What this task involves
All lines between the start of the listing below and the line containing "jrmi, line 191: Why", inclusive, must be repeated exactly.

The records
PR #273, opened 2021-06-10
Remove previous interaction listeners if `interactions` prop did update

dtrucs:


CFarcy (approved):

src/modules/Map/services/mapUtils.js
```diff
@@ -181,20 +185,23 @@ export function setInteractions ({ map, interactions, callback }) {
 
     const { interactions: filteredInteractionsSpec, feature, layerId } = interactionsSpec;
     filteredInteractionsSpec.forEach(interaction =>
-      callback({ event: e, map, layerId, feature, interaction, eventType }));
+      callback({ event, map, layerId, feature, interaction, eventType }));
   };
+
+  const debounceListener = debounce(
```
jrmi, line 191: Why do you add a debounce here ?

src/modules/Map/services/mapUtils.test.js
```diff
@@ -10,6 +10,8 @@ import {
   PREV_STATE,
 } from './mapUtils';
 
+jest.mock('lodash.debounce', () => jest.fn(fn => (...args) => fn(...args)));
```
jrmi, line 13: Did you add a test to verify event handler are actually removed then re-added ?

src/modules/Map/services/mapUtils.js
dtrucs: I add it to replace the hacky debouncer with setInterval/clearInterval

src/modules/Map/services/mapUtils.test.js
dtrucs: I just add some tests related to it 👍

jrmi (approved):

Task response
PR #273, opened 2021-06-10
Remove previous interaction listeners if `interactions` prop did update

dtrucs:


CFarcy (approved):

src/modules/Map/services/mapUtils.js
```diff
@@ -181,20 +185,23 @@ export function setInteractions ({ map, interactions, callback }) {
 
     const { interactions: filteredInteractionsSpec, feature, layerId } = interactionsSpec;
     filteredInteractionsSpec.forEach(interaction =>
-      callback({ event: e, map, layerId, feature, interaction, eventType }));
+      callback({ event, map, layerId, feature, interaction, eventType }));
   };
+
+  const debounceListener = debounce(
```
jrmi, line 191: Why do you add a debounce here ?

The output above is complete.